Diffing Models Without Crosscoders

Published November 28, 2024


Despite this not working, you can still see code here

I think that it should be possible to "diff" models like Anthropic does in their crosscoder paper, without training a crosscoder!

We can think of a transformer $T$ as a function from an activation vector to a piece of text in semantic space. Defining addition in this semantic space is kind of tricky, but we say that if we add together two pieces of text that are "happy", we get a piece of text that is happier.

From the initial paper on sparse autoencoders, we know that for two feature vectors $U, V$:

$T(U + V) \approx T(U) + T(V)$

Take this approx with a huge grain of salt, but we can then say that this transformer is a linear map between the SAE feature space and the semantic space.

If for two different transformers $T_1, T_2$ acting on activation spaces $A_1, A_2$, we can find a linear map from $A_1$ to $A_2$ that best aligns the two models, and because the transformer is linear, this alignment should be pretty good! We can then look at where this alignment fails and use that to understand differences between the two models.

This linear map from $A_1$ to $A_2$ is like a change of basis between the two model activation spaces.

Basically, you can find a transformation between the features of one model and the features of another model, and where this transformation fails is where the two models have the most difference.

In this post / notebook, I show emperical evidence that this may be possible!

Method

The method is as follows:

I first learn a linear map between activation spaces $A_1$ and $A_2$ of two different models $T_1, T_2$. I do this by collecting a dataset of activation vectors from each model on the same pieces of text, and learn the linear map $R$ that best converts between the two activation spaces.

I then take the features that form the basis for the feature spaces $F_1, F_2$. We can convert all the features in $F_1$ to the $F_2$ space using the linear map $R$, but I don't know correspondence between the features in $F_1$ and $F_2$. Thus, I use the linear assignment solver / hungarian algorithm to find the best permutation of the features in $F_1$ that minimizes the distance to the features in $F_2$.

I take this alignment for granted, and say that it is perfect. Then, we can say that this is basically the same thing as the crosscoder vector, and just like the crosscoder we can look at the encoder norms to the permuted features in $F_1$ and the encoder norms to the features in $F_2$. Where these differ the most is the features where the models have the most difference.

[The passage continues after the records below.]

PR #2304, opened 2023-12-14
Add return types affine add expr

sunnygurm:
## Description
While getting familiar with the repository and codebase, I ran `ruff check --select ANN201 ./cvxpy` to see how many issues existed relating to return type annotations for public functions. 

I found 933 such instances (see attached [ann201_errors.txt](https://github.com/cvxpy/cvxpy/files/13667751/ann201_errors.txt)). 

More details for ANN201 errors and why it might be good to fix them can be found [here](https://docs.astral.sh/ruff/rules/missing-return-type-undocumented-public-function/). 

This PR adds return type annotations that were missing in `cvxpy/atoms/affine/add_expr.py`. 

*My questions for the team*
- Do you want to see more of these types of PRs? 
- If so, given the large number of similar errors, could we put this into a 'Good first issue' type of issue?

## Type of change
- [ ] Bug fix

- [ ] Write unittests.


cvxpy/atoms/affine/add_expr.py
```diff
@@ -41,7 +41,7 @@ def shape_from_args(self) -> Tuple[int, ...]:
         """
         return u.shape.sum_shapes([arg.shape for arg in self.args])
 
-    def expand_args(self, expr):
+    def expand_args(self, expr: Any) -> List:
```
SteveDiamond, line 44: I believe expr has to be a cvxpy Expression

SteveDiamond:
Sure, this is helpful. We want all the Python code to have types. It could be a good first issue.

cvxpy/atoms/affine/add_expr.py
```diff
@@ -41,7 +42,7 @@ def shape_from_args(self) -> Tuple[int, ...]:
         """
         return u.shape.sum_shapes([arg.shape for arg in self.args])
 
-    def expand_args(self, expr):
+    def expand_args(self, expr: Expression) -> List:
```
SteveDiamond, line 45: List[Expression]

cvxpy/atoms/affine/add_expr.py
sunnygurm: Updated

cvxpy/atoms/affine/add_expr.py
SteveDiamond: Sorry not quite what I meant

sunnygurm: Oh! My fault, yeah that makes sense now that I look at the function return.

SteveDiamond (approved):

Issue #7398, opened 2022-11-02
expose jwt clockskew


kevin-shelaga:
### Version

1.12.x (latest stable)

### Is your feature request related to a problem? Please describe.

expose jwt clockskew so that jwts can remian valid longer than 60s after expiry

### Describe the solution you'd like

expose jwt clockskew

### Describe alternatives you've considered

passthrough auth

### Additional Context

done in mesh https://github.com/solo-io/gloo-mesh-enterprise/issues/4235

sam-heilbron:
Envoy API: https://www.envoyproxy.io/docs/envoy/latest/api-v3/extensions/filters/http/jwt_authn/v3/config.proto#extensions-filters-http-jwt-authn-v3-jwtprovider

Gloo API: https://github.com/solo-io/gloo/blob/master/projects/gloo/api/v1/enterprise/options/jwt/jwt.proto#L49

Definition of Done: `clock_skew_seconds` exposed in the Gloo API

nfuden:
It seems reasonable to me that this issue should actually be to add all likely relevant fileds from the jwt_authn proto to be configurable in gloo. 
It MUST have a way to configure clock_skew_seconds, it MAY have other options configurable and it MUST have a rationale for each extant field and why it should or shouldnt have a bespoke toggle in gloo.

irateswami:
@nfuden Something I'm not understanding: [jwts are only in the enterprise version](https://docs.solo.io/gloo-edge/latest/guides/security/auth/jwt/). Does the entire `jwt` proto need to be implemented?

irateswami:
Whoops! Didn't mean to close

nfuden:
Reopening until this is released in enterprise

PR #7441, opened 2022-11-17
exposed the clock skew endpoint in the proto

irateswami:
# Description

exposing the jwt clock skew so that a jwt can last longer than 60s after expiration

BOT NOTES: 
resolves https://github.com/solo-io/gloo/issues/7398


nfuden:
Can we add a description or link to where the provider is passed as a whole to envoy?
Basically where does this value get consumed today?

nfuden (approved):

sam-heilbron (approved):

PR #7462, opened 2022-11-22
Glooctl improvements

sam-heilbron:
# Description
Small fixes for glooctl

# Context
## --with-gloo-fed=false
While testing installations of Gloo Federation, I was unable to use the `--with-gloo-fed=false` flag. As a quick workaround, I ensure that the flag only takes effect if the value is true and I supply the proper helm values in the `--values` flag.

To be clear, there are likely other fixes for this flag more holistically, but at least when you supply `--with-gloo-fed=false` the value is not supplied and the default is inherited (which is false).

### How to test?
1. `make glooctl`

## waitForCrds
Ensure that after performing an installation, we at least wait for the Settings CRD to be registered.

I had noticed during some gloo fed testing:
```
Gloo failed to install! Detailed logs available at /home/runner/.gloo/debug.log.
      Error: installing Gloo Edge Enterprise in gateway mode: unable to build kubernetes objects from release manifest: unable to recognize "": no matches for kind "Settings" in version "gloo.solo.io/v1"
      : exit status 1
  occurred
```

# Checklist:


elcasteel:
For clarity, is there going to be a change in behavior when a user does `glooctl install gateway enterprise` without trying to set `--with-gloo-fed`?

projects/gloo/cli/pkg/cmd/install/installer.go
```diff
@@ -173,13 +177,34 @@ func (i *installer) installFromConfig(installerConfig *InstallerConfig) error {
...
 }
 
+func (i *installer) waitForCrdsToBeRegistered(ctx context.Context) error {
+	requiredCrds := []string{
+		"settings.gloo.solo.io",
+	}
+	apiExts := helpers.MustApiExtsClient()
+	logger := contextutils.LoggerFrom(ctx)
+	for _, crdName := range requiredCrds {
+		logger.Debugw("waiting for crd to be registered", zap.String("crd", crdName))
```
nfuden, line 199: I like that this is debug level but do you think there is value in being loud that we are in the crd registration wait?
Like an infof up at the start of the function? I know we have the failure at 201 but was just wondering if we wanted any other normal output?

projects/gloo/cli/pkg/cmd/install/enterprise.go
```diff
@@ -20,13 +20,17 @@ func enterpriseCmd(opts *options.Options) *cobra.Command {
...
-			}
 			if opts.Install.LicenseKey == "" {
 				return eris.New("No license key provided, please re-run the install with the following flag `--license-key=<YOUR-LICENSE-KEY>")
 			}
+
+			extraValues := map[string]interface{}{
+				"license_key": opts.Install.LicenseKey,
+			}
+			if opts.Install.WithGlooFed {
+				extraValues["gloo-fed.enabled"] = true
```
jenshu, line 31: Do these values get merged with the default values.yaml (which i believe has gloo-fed.enabled=true)? If so, how would we explicity set --with-gloo-fed=false?

sam-heilbron:
These changes aren't strictly necessary anymore, and it will take more effort to actually fix the with-gloo-fed flag correctly.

In order to test this, I use the self-interp method introduced in Self-explaining SAE Features (Kharlapenko et al.). This is not ideal, and having the dashboards for this SAE would be best, but I don't have access to this.

Conclusions

In this section, I use the term positive feature to refer to a feature that is present in the base model but not in the instruct model, and negative feature to refer to a feature that is present in the instruct model but not in the base model. I do this because these are the corresponding signs of the difference between the encoder norms corresponding to the features.

As expected, many of the features are not interpretable. This is normal, and is expected given that we only use the self-interp method. However, there are still some nice features! A couple of the positive examples discuss sexual things (cranking up this feature makes the model talk about MILFs):

Steering with feature 11453: The meaning of X sexually is that it is a symbol of the unknown. It can be used to represent anything that is not known or understood.

<h2>What does the

I'm finding it difficult to interpret the negative features. I think that this is best done through looking in a dashboard though.

Furthermore, when looking at norm differences, we get something similar to what the crosscoder paper gets!

image

This is still a work in progress. My next step is to look at the top 30 positive and negative features and see if I can make sense of them.

Updated Conclusion

I got access to a dashboard for the SAE, and this doesn't work. The positive and negative features mostly fire on <bos> tokens, which makes sense. In addition, the feature correpsondence learnt is pretty shit. I think this may be overfitting, but I'm going to drop it now.